Consider the following challenge-response protocol for $A$ to convince $B$ that he is indeed $A$. Here we are assuming:

  • at the start when the virtual circuit is being set up, $A$ has to convince $B$ that he is indeed $A$.
  • once a virtual circuit has been set up, the BG cannot alter messages in the middle.
  • $A$ and $B$ share a secret value $S$.

$B$ sends $A$ a nonce $N$.

$A$ calculates $C$ to be the first 64 bits of $N$ XORed with the first 64 bits of $S$.

$A$ returns $C$ back to $B$.

$B$ checks whether $C$ = first 64 bits of $N$ XORed with the first 64 bits of $S$.

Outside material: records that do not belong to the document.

PR #164, opened 2022-05-31
Logs function consumes 100% CPU

ydayagi:
transportLog in logs/workload.go sleeps for 100 milli when there's no more data
we need to do the same here
see test results here https://docs.google.com/spreadsheets/d/19AK-GxVl_egGC3bN1DekSf76p1CPMJoC05lmCRUJSAM/edit?usp=sharing

https://issues.redhat.com/browse/ECOPROJECT-821

### DIFF
--- a/internal/workload/podman/podman.go
+++ b/internal/workload/podman/podman.go
@@ -8,6 +8,7 @@ import (
 	"io"
 	"strings"
 	"text/template"
+	"time"
 
 	"github.com/blang/semver"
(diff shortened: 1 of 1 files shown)


jakub-dzon:
@ydayagi - what is the CPU load gain with that change? The stats for running with log collection in the linked results doc are missing.

ydayagi:
> @ydayagi - what is the CPU load gain with that change? The stats for running with log collection in the linked results doc are missing.

I updated the doc

pkliczewski (approved):

PR #165, opened 2022-06-06
do not close channels in function conatinerLog

ydayagi:
it is better to avoid closing channels

https://issues.redhat.com/browse/ECOPROJECT-837

### DIFF
--- a/internal/workload/podman/podman.go
+++ b/internal/workload/podman/podman.go
@@ -515,8 +515,6 @@ func (p *podman) containerLog(ctx context.Context, containerID string, res io.Wr
 					log.Errorf("cannot write log line to io.Writer for container '%v': %v", containerID, err)
 				}
 			case <-ctx.Done():
-				close(stderrCh)
-				close(stdoutCh)
 				return
 			}
 		}


internal/workload/podman/podman.go
```diff
@@ -515,8 +515,6 @@ func (p *podman) containerLog(ctx context.Context, containerID string, res io.Wr
 					log.Errorf("cannot write log line to io.Writer for container '%v': %v", containerID, err)
 				}
 			case <-ctx.Done():
-				close(stderrCh)
```
tupyy, line 518: I think we should close the producer goroutine also. If you close only this one, data keeps accumulating into the channel for nothing.

ydayagi: data into the channel is not a problem. but if no one closes the routine then we may have a leak. I will check it.

ydayagi: @tupyy I opened a separate bug for this issue: https://issues.redhat.com/browse/ECOPROJECT-842

masayag (approved):

jakub-dzon (approved):

internal/workload/podman/podman.go
tupyy: @jakub-dzon yes

PR #168, opened 2022-06-07
Expose host devices os

tupyy:
This PR solves https://issues.redhat.com/browse/ECOPROJECT-832

It lists and parses all the host devices of `dev` folder without going into subfolders. 
The devices are added to immutable `hardware`.


tupyy:
pass it to WIP because I've found a better way to list devices

internal/hardware/hardware.go
```diff
@@ -108,3 +125,83 @@ func GetMutableHardwareInfoDelta(hardwareMutableInfoPrevious models.HardwareInfo
 
 	return hardwareInfo
 }
+
+// GetDevices recursively traverses a directory specified by path
+// and returns all devices found there.
+// Shamelessly copied from 	https://github.com/opencontainers/runc/blob/main/libcontainer/devices/device_unix.go
+func getDevices(path string) ([]*models.HostDevice, error) {
```
jakub-dzon, line 132: Have you considered contributing that code to [assisted installer agent](https://github.com/openshift/assisted-installer-agent)?

tupyy: yes. Initially, I used `Execute("ls"...)` and parse the result but it is not a solid solution. I think this one it is better

jakub-dzon: And why did you decide not to try to add that code to the assisted installer agent?

tupyy: you mean make a PR on installer agent repo?

jakub-dzon: Yes.

tupyy: I didn't think about it

internal/hardware/hardware_test.go
```diff
@@ -24,6 +24,7 @@ var _ = Describe("Hardware", func() {
```
pkliczewski, line 24: It would be great to add a test or two for something else than `Not(BeNil())`

tupyy: yes. but for that, we need to find a way to run tests as root.  Nevertheless, we need needs this for `mount` feature also.

gabriel-farache: Can't you mock the `getDevices` function? Because IMO, testing if the `getDevices` itself returns the correct list of devices on the host belong in the e2e tests rather than UT

tupyy: tu t'arrete pas!! cest la 2eme fois déjà :)

internal/hardware/hardware.go
```diff
@@ -108,3 +125,83 @@ func GetMutableHardwareInfoDelta(hardwareMutableInfoPrevious models.HardwareInfo
 
 	return hardwareInfo
 }
+
+// GetDevices recursively traverses a directory specified by path
+// and returns all devices found there.
+// Shamelessly copied from 	https://github.com/opencontainers/runc/blob/main/libcontainer/devices/device_unix.go
```
masayag, line 131: what's the penalty for adding it as a dependency and consume it directly? (`GetDevices` is an exported function)

tupyy: I've modified it a little bit to comply with our needs but I'm looking into it. maybe we can consume it as it is.

internal/hardware/hardware.go
```diff
@@ -108,3 +125,83 @@ func GetMutableHardwareInfoDelta(hardwareMutableInfoPrevious models.HardwareInfo
...
+	for _, f := range files {
+		switch {
+		case f.IsDir():
+			switch f.Name() {
+			// ".lxc" & ".lxd-mounts" added to address https://github.com/lxc/lxd/issues/2825
+			// ".udev" added to address https://github.com/opencontainers/runc/issues/2093
+			case "pts", "shm", "fd", "mqueue", ".lxc", ".lxd-mounts", ".udev":
+				continue
+			default:
+				sub, err := getDevices(filepath.Join(path, f.Name()))
```
masayag, line 147: is it safe from cyclic paths references? (an endless recursion that will lead to undesired result)

tupyy: no. I don't think so.

internal/hardware/hardware.go
tupyy: done

internal/hardware/hardware.go
```diff
@@ -111,7 +106,26 @@ func (s *HardwareInfo) GetMutableHardwareInfoDelta(hardwareMutableInfoPrevious m
...
+			Path:       d.Path,
+			DeviceType: string(d.Type),
+			Major:      d.Major,
+			Minor:      d.Minor,
+			UID:        int64(d.Uid),
+			Gid:        int64(d.Gid),
+		}
+
+		devices = append(devices, &device)
+	}
```
gabriel-farache, line 126: Could this be extracted into a private method `extractRuncDevices` (or something similar) or is that too much for you? (I tend to refactor as much as possible to have as small methods/functions as possible)

tupyy: I don't think it adds value. It's just a mapping.

jakub-dzon (approved):

PR #169, opened 2022-06-08
Bump _go_ version from 1.16.15 to 1.17.11 in github/workflows

tupyy:
Signed-off-by: Cosmin Tupangiu <cosmin@redhat.com>

### DIFF
--- a/.github/workflows/go.yml
+++ b/.github/workflows/go.yml
@@ -16,7 +16,7 @@ jobs:
     - name: Set up Go
       uses: actions/setup-go@v2
       with:
-        go-version: 1.16.15
+        go-version: 1.17.11
 
     - name: Install package
       run: |


eloycoto:
https://project-flotta.io/documentation/v0_1_0/dev/installation.html#device-installation

tupyy:
Thanks. That's putting me in trouble. I've bumped the version of the operator because of the commit which adds the models for the host devices but the new version bumps also the k8s dependencies version. :)
Any ideas :)?

eloycoto:
> Thanks. That's putting me in trouble. I've bumped the version of the operator because of the commit which adds the models for the host devices but the new version bumps also the k8s dependencies version. :)
> Any ideas :)?

So, for me two things: 

- Keep operator 1.16 compatible regarding apis/ and pkg, I think that was compatible. 
- Or move apis/ and pkg directories to another sub-project. 


I prefer the first one, but that it's a decision that needs to be taken at flotta-core meeting.

tupyy:
no more relevant. we keep 1.16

If it is, $B$ accepts that $A$ is indeed $A$. is it good idea to use this kind of functionality?

  • $\begingroup$ I edited your question to improve the formatting - please review it to ensure that I did not accidentally modify the meaning of your question. $\endgroup$
    – Ella Rose
    Feb 4, 2018 at 0:48

1 Answer 1


Since N xor C reveals the first 64 bits of S, the secret cannot be reused. Also, a MITM attacker can observe the message sent from A to B then drop it. Then the protocol cannot restart with a new nonce. If you prefer a challenge-response protocol, maybe just use S to hash the nonce and send the result to the other party.